_About this task_
In the entries below, find each line bearing the string "references" and copy it.
##### Information
PR #390, opened 2022-04-10
Split tap key and encoders working on splits

daysgobye:
I started working on this because I wanted encoders to work on splits. 

So after looking at how encoders worked I saw that they are not part of the matrix and just called "tap_key". I thought the most pragmatic way of doing this was be able to call tap_key from the offside. I think this not only fixes encoders but is a good thing to have in the code base in general. If we have a function to just send a key press we should also be able to use that on splits. 

Let's get into how I did this and what changes I made.

In the split module, I added a new uart header at the top of the file. This will be added to the messages sent to see if it should be handled like normal or as a " tap_key ". Next, I had to add the send_key_press function. This is the function you want to use outside of the split code. Right now it just calls the _send_uart_press function if uart is being used. But If this gets merged I will work on the BLE side.
Now we have a function we can call we need to send it to the other side. So I made "_serialize_keyCode" This takes in our keycode and gives us back bytes we can send over uart.

Ok offside done we need to handle it correctly.

Incomes "_deserialize_keyCode" takes those bytes and gives back a kmk keycode same as KC.ESC. Then in "_receive_uart" We had an if block that was checking the old uart header so already nothing was broken it was just not dealing with the new messages. So we simply add a new if block that checks to see if it is the "key press header" and handle it thereby calling"_deserialize_keyCode" to get our key and keyboard.tap_key(deserialize_keyCode)

### DIFF
--- a/docs/encoder.md
+++ b/docs/encoder.md
@@ -24,7 +24,7 @@ encoder_handler = EncoderHandler()
 keyboard.modules = [layers, modtap, encoder_handler]
 ```
 
-2. Define the pins for each encoder (pin_a, pin_b, pin_button, True for an inversed encoder)
+2. Define the pins for each encoder (pin_a, pin_b, pin_button [or `None` if the encoder's button is handled differently or not at all], True for an inversed encoder)
 ```python
 #GPIO Encoder
 encoder_handler.pins = ((board.GP17, board.GP15, board.GP14, False), (encoder 2 definition), etc. )
@@ -62,6 +62,8 @@ encoder_handler.map = [(( KC.VOLD, KC.VOLU, KC.MUTE),(encoder 2 definition), etc
 
 4. Encoder methods on_move_do and on_button_do can be overwritten for complex use cases
 
+
+
 ### Note on split keyboard usage
 If your second side has an encoder as well. Set it up the exact same but when you set up the module pass True in to tell the encoder module that this is a split side. Then when you turn the knob it will send it over to the main side. Example
 ```python
@@ -82,7 +84,7 @@ import board
 from kmk.kmk_keyboard import KMKKeyboard
 from kmk.consts import UnicodeMode
 from kmk.keys import KC
-from kmk.matrix import DiodeOrientation
+from kmk.scanners import DiodeOrientation
 from kmk.modules.layers import Layers
 from kmk.modules.encoder import EncoderHandler
 
@@ -175,3 +177,5 @@ encoder_handler.map = ( ((KC.UP, KC.DOWN, KC.MUTE),), # Standard
 
 if __name__ == "__main__":
     keyboard.go()
+
+
--- a/docs/encoder.md
+++ b/docs/encoder.md
@@ -24,7 +24,7 @@ encoder_handler = EncoderHandler()
 keyboard.modules = [layers, modtap, encoder_handler]
 ```
 
-2. Define the pins for each encoder (pin_a, pin_b, pin_button [or `None` if the encoder's button is handled differently or not at all], True for an inversed encoder)
+2. Define the pins for each encoder (pin_a, pin_b, pin_button, True for an inversed encoder)
 ```python
 #GPIO Encoder
 encoder_handler.pins = ((board.GP17, board.GP15, board.GP14, False), (encoder 2 definition), etc. )
@@ -62,6 +62,18 @@ encoder_handler.map = [(( KC.VOLD, KC.VOLU, KC.MUTE),(encoder 2 definition), etc
 
 4. Encoder methods on_move_do and on_button_do can be overwritten for complex use cases
 
+### Note on split keyboard usage
+If your second side has an encoder as well. Set it up the exact same but when you set up the module pass True in to tell the encoder module that this is a split side. Then when you turn the knob it will send it over to the main side. Example
+```python
+from kmk.modules.encoder import EncoderHandler
+encoder_handler = EncoderHandler(True)
+keyboard.modules = [layers, modtap, encoder_handler]
+```
+Now there are a few limatations at this time.
+* only works with UART ATM (ble should be easy)
+* It will always be on the base layer.
+
+
 ## Full example (with 1 encoder)
 
 ```python
@@ -70,7 +82,7 @@ import board
 from kmk.kmk_keyboard import KMKKeyboard
 from kmk.consts import UnicodeMode
 from kmk.keys import KC
-from kmk.scanners import DiodeOrientation
+from kmk.matrix import DiodeOrientation
 from kmk.modules.layers import Layers
 from kmk.modules.encoder import EncoderHandler
 
--- a/kmk/modules/encoder.py
+++ b/kmk/modules/encoder.py
@@ -5,6 +5,7 @@ import digitalio
 from supervisor import ticks_ms
 
 from kmk.modules import Module
+from kmk.modules.split import Split
 
 # NB : not using rotaryio as it requires the pins to be consecutive
 
@@ -206,10 +207,11 @@ class I2CEncoder(BaseEncoder):
 
 
 class EncoderHandler(Module):
-    def __init__(self):
+    def __init__(self, is_split=False):
         self.encoders = []
         self.pins = None
         self.map = None
+        self.is_split = is_split
 
     def on_runtime_enable(self, keyboard):
         return
@@ -219,6 +221,10 @@ class EncoderHandler(Module):
 
     def during_bootup(self, keyboard):
         if self.pins and self.map:
+            if self.is_split:
+                for module in keyboard.modules:
+                    if type(module) is Split:
+                        self.split_module = module
             for idx, pins in enumerate(self.pins):
                 try:
                     # Check for busio.I2C
@@ -253,7 +259,10 @@ class EncoderHandler(Module):
             else:
                 key_index = 1
             key = self.map[layer_id][encoder_id][key_index]
-            keyboard.tap_key(key)
+            if self.is_split:
+                self.split_module.send_key_press(key.code)
+            else:
+                keyboard.tap_key(key)
 
     def on_button_do(self, keyboard, encoder_id, state):
         if state['is_pressed'] is True:
--- a/kmk/modules/split.py
+++ b/kmk/modules/split.py
@@ -7,7 +7,7 @@ from keypad import Event as KeyEvent
 from storage import getmount
 
 from kmk.hid import HIDModes
-from kmk.keys import KC, make_key
+from kmk.keys import make_key
 from kmk.kmktime import check_deadline
 from kmk.modules import Module
 from kmk.scanners import intify_coordinate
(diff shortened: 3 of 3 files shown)


masiullah:
@daysgobye do you have a sample code for the split encoder declarations in the main.py?
 I am using the below but getting an error and pretty sure I am doing wrong here

encoder_handler = EncoderHandler(True)
encoder_handler.pins = ((keyboard.encoder_pin_0, keyboard.encoder_pin_1, None, False), (keyboard.encoder_pin_0, keyboard.encoder_pin_1, None, False),)

encoder_handler.map = (
    ((KC.VOLD, KC.VOLU), (KC.VOLD, KC.VOLU),),
    ((KC.VOLD, KC.VOLU), (KC.VOLD, KC.VOLU),),
)
keyboard.modules.append(encoder_handler)

xs5871:
This PR and some of the discussion is related with #342.

I'll try to keep this short and only address the things that need discussion and aren't purely formal. Don't be discouraged if this conversations goes back and forth a couple of times.

There are two big issues I see:
1. The Encoder module gets entagled with the Split. I'd prefer if the encoder module were kept agnostic of any split presence or logic. If we ever get one-wire communication, the split _has_ to coordinate which sides turn it is to send or receive, and modules can't just put data on the wire whenever they want. We have to be a bit careful not to hack us into a corner.
2. The use of `make_key` only works with keys that have no internal state and no additional handlers attached. There will be people reporting this as bug sooner or later.

How do we solve this?
2. This seems to be easy to fix. Instead of transmitting the resolved key code, transmit encoder ID and direction and feed that into the corresponding `on_move_do` (or a wrapper of that method). That'll also let you keep the internal state of the encoder synchronized.
1. Now to the hard part: how to get state data from the encoder to the split. That's something we discussed in #342. We can introduce another module/extension class method to get and or set state from split. The module doesn't have to know anything about split and the split stays in charge of orchestrating the communication.

daysgobye:
" 2. This seems to be easy to fix. Instead of transmitting the resolved key code, transmit encoder ID and direction and feed that into the corresponding on_move_do (or a wrapper of that method). That'll also let you keep the internal state of the encoder synchronized. "

 Over all I like this. for encoders and it seems like a good move. Because this will also let layers work on the other encoder. I don't know if I am missing the point or something But this would still require both sides encoder module to know about it being split. The main side would have to have the keymap for both. and the other one would not be able to call tap key. 
So I feel like this requires a more invasive change to be done. I was trying to make a simple addition to the systems that are in place and make something that still feels like kmk. I feel like I did that because the work I have done in splits don't care about encoders whatsoever. And instead, encoders care about sending a keypress and splits care about talking between the 2 sides.

That all being said I really do mind redoing this to work in the way you described. 

" The use of make_key only works with keys that have no internal state and no additional handlers attached. There will be people reporting this as bug sooner or later." 

fair. But better then not working at all maybe HAHAHA

"The Encoder module gets entagled with the Split. I'd prefer if the encoder module were kept agnostic of any split presence or logic. If we ever get one-wire communication, the split has to coordinate which sides turn it is to send or receive, and modules can't just put data on the wire whenever they want. We have to be a bit careful not to hack us into a corner."

So correct me if I am wrong but the only other way I can see of handling this is to leave encoders.py alone and make the changes to tap_key. And I can 100% see the logic in that. if the keyboard is split then it knows that it needs to tap a key and get that to the computer. And encoders can continue to just call tap_key because it does not care how that key gets to the computer.

"This PR and some of the discussion is related with https://github.com/KMKfw/kmk_firmware/pull/342."

I know, If that is coming in soon then cool I will redo the work to be in that pr. But it looks like it's kind of moving slowly. And I just wanted this for myself bad and wanted to give it back because I think kmk should have some kind of support for splits with encoders. 

Full disclosure I sell keyboards that are splits that have encoders. And I think kmk is better for users then qmk. So want to make sure the full kmk ecosystem is at least as good as qmks before I move to pushing kmk over qmk to our customers. 

P.S not very good at github so don't know how I am supposed to quote. and thank you so much for putting up with me I really appreciate that you take the time to look over my code and work on kmk.

daysgobye:
@[masiullah](https://github.com/masiullah) So your main side is set up like normal and working correct? 
You don't have to touch main.py on the main side. 
In main.py on the second side all you should have to do is pass True, to tell it its split. 
Then make sure your split is working over UART. BLE is not done yet.

xs5871:
> would still require both sides encoder module to know about it being split. The main side would have to have the keymap for both. and the other one would not be able to call tap key. 

Yes and no. We managed to have our matrix scanners be split "agnostic" by applying an offset (which is set by the split module), something similar could be done for the encoder ID.

> So I feel like this requires a more invasive change to be done.

That's fair, though not objectively quantifiable. Fact is, we have to change some things to get it working, let's find the best way to do it.
 
> fair. But better then not working at all maybe HAHAHA

Sometimes, sure, I don't disagree. But not if other people have to handle support and fix it, even more so if it's forseeable to cause issues.
One of the very cool "features" of KMK is its flexibilty, that's it's super easy to hack, and you can get it to do whatever you want, no matter how jank it is. However, for the sanity of our maintainers, we can't upstream every end-user solution.
The way your PR handles the communication part is generelly fine, it's only the part how you get and set data from the encoder. There will be more modules that need split synchronisation and we have to design a robust and scalable API, unless we want a mess of interdependance to cause us headaches down the line.
Of course that's not entirely up to you, and I'm more than happy to help you get to a point where we can agree on something sensible. It doesn't have to be perfect, just something were I know that I don't have to do the same work again a couple of amounts of time from now.

> So correct me if I am wrong but the only other way I can see of handling this is to leave encoders.py alone and make the changes to tap_key. And I can 100% see the logic in that. if the keyboard is split then it knows that it needs to tap a key and get that to the computer. And encoders can continue to just call tap_key because it does not care how that key gets to the computer.

I wouldn't recommend using tap_key for the aforementioned limitations and necessity to fix it later anyway, but you got the intention. 

> "This PR and some of the discussion is related with #342."
> I know, If that is coming in soon then cool I will redo the work [...]

No call to action. That's only so the other PR gets automatically pinged and references this PR.

> P.S not very good at github so don't know how I am supposed to quote. and thank you so much for putting up with me I really appreciate that you take the time to look over my code and work on kmk.

There's a "Quote Reply" option when you click on the ellipsis button in the comment header.

daysgobye:
> There's a "Quote Reply" option when you click on the ellipsis button in the comment header.

found it thanks

> No call to action. That's only so the other PR gets automatically pinged and references this PR.
> 
So I will assume this means continue for now.

> I wouldn't recommend using tap_key for the aforementioned limitations and necessity to fix it later anyway, but you got the intention.
> 
So bare with me. I want to find a path so I can go bang it out and come back with working code.

I don't have an idea of what you want it to look like. What I know right now is that overall the way I am sending data to from left to right is ok. But I don't think that you like how I get access to the split module. And the data I am sending is wrong (because it does not work for every key code, does not work with layers.....maybe more). 

what I would like your help with:
1. how should I get access to the split module?
2. If you have a way you want this done let me know. I'm shooting in the dark trying to incorporate what we have talked about.

my idea of how we do this:
both sides are told they are split encoders. The right side has no map and will still call do_move.In that function it will in some way get access to the split module > send the encoder: id and encoder direction. Then on the left side, the spilt module will now need to get access to the encoder module and call a function in there that takes an encoder id and direction. Then the left side split module will have 2  encoder maps. and this new function will work just like do_move but it takes the data from the split module to call the correct key from the split encoder map.

I think this will work, as I type this out tho it does not feel right. Maybe its just my coding style but this feels like a worse option because its a one-off thing just for encoders. I much prefer to make things that are more universal. But its not about me at the end of the day. If you feel like this is a better way for the project great. I think you will have a problem with this system because there is more dependence between the modules. I currently don't have an idea of how we can get around that. I don't truly see how the off set could help with this problem. But I don't know the code base as well as you do if you can point me to where to look for a better way of making this "agnostic" to splits I'm all ears.

kdb424:
I chimed in for the chat it Matrix/Discord, so I'll repeat what I said there, here. I believe that splits being cross pollinated with other modules *may* be inevitable. If @xs5871 has a better route, I'm inclined to go with their thoughts on this. If splits *do* need to be pollinated, we must create a standard, must have good reason to include these changes, each module *must* include a custom header, this all *must* be well documented somewhere in one place for every single reserved header for splits, and the code will be subject to a more stringent standard. I had to do something similar I believe for powersave, and I don't think this is a horrible way to do things. Again, if a better idea is proposed that @xs5871 finds more maintainable, I will trust their judgement here as they know the modern code base more so that I do.

xs5871:
> my idea of how we do this: [...]
I'd do the other way around, similar to the way we handle the split matrix. One design concept that we should at least try to work towards to, is that by default both sides run the same configuration. (or at least: it's not necessary to maintain two configurations)
Also: the secondary side _needs_ to execute the actions asociated with keys, in case the keys change the internal state of the keyboard.

Proposal: Both sides have the same encoder map with mappings for left and right. The primary side wouldn't need any adjustments at this point, the secondary side needs an offset to properly map its encoders. The offset may be set automatically by the split module, or manually in configuration.
I don't think you need to store the entire state of one side on the other, should be enough to apply changes through `on_x_do`. To be fair, the encoder module is probably not the best place to start. It's a bit convoluted and relies on too many special cases for my taste. I'd be nicer to have the refactor before the split sync, but I acknowledge that sync is much requested feature, clean code not so much.

I see two ways to shuffle data around that are reasonably consistent with the current design.
* Either there's a dedicated loop in the main loop (similar to `after_matrix_scan`, etc),
* or the split loops over `keyboard.modules` and transfers data if the module so desires.
The first option would elevate the split module to a special case, the second is less obvious in terms of data and control flow. I think I prefer the second option, given that we implement an API that makes it obvious.

Either way, the modules have to expose access methods for the synchronization mechanism to call. I'll cite myself from #342:
> Introduce two new attributes to modules/extensions:
> * The header byte identifying the module, ex. module.SplitID
> * A setter-getter method, ex:
> ```python
> def split_sync(self, keyboard, in_data: bytearray):
>    # de-serialize data from other split and interpret, apply, whatever (if not None).
>    # return serialized own data if there's any, else None.
>    return out_data
> ```
It should be the modules responsibility to know what data it wants synchronized, and how its serialized/deserialized.
Wether that's done in a single method, like in the citation, or in a getter/setter pair; and wether the header/SplitID should be defined in / managed by the module / split / centrally, that's up to whoever implements it. As long as it's consistent of course.

That's a rough draft, not many details for implementation.
By the way, thank you very much for your patience and for putting up with my "let's do it properly" rambling.

johnskiller:
> How do we solve this? 2. This seems to be easy to fix. Instead of transmitting the resolved key code, transmit encoder ID and direction and feed that into the corresponding `on_move_do` (or a wrapper of that method). That'll also let you keep the internal state of the encoder synchronized.


how about encoder only mapping to 3 new key and report coord_id to other side, let KMKkeyboard do the resolve and layer things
##########
_Exercise answer_
No call to action. That's only so the other PR gets automatically pinged and references this PR.
> No call to action. That's only so the other PR gets automatically pinged and references this PR.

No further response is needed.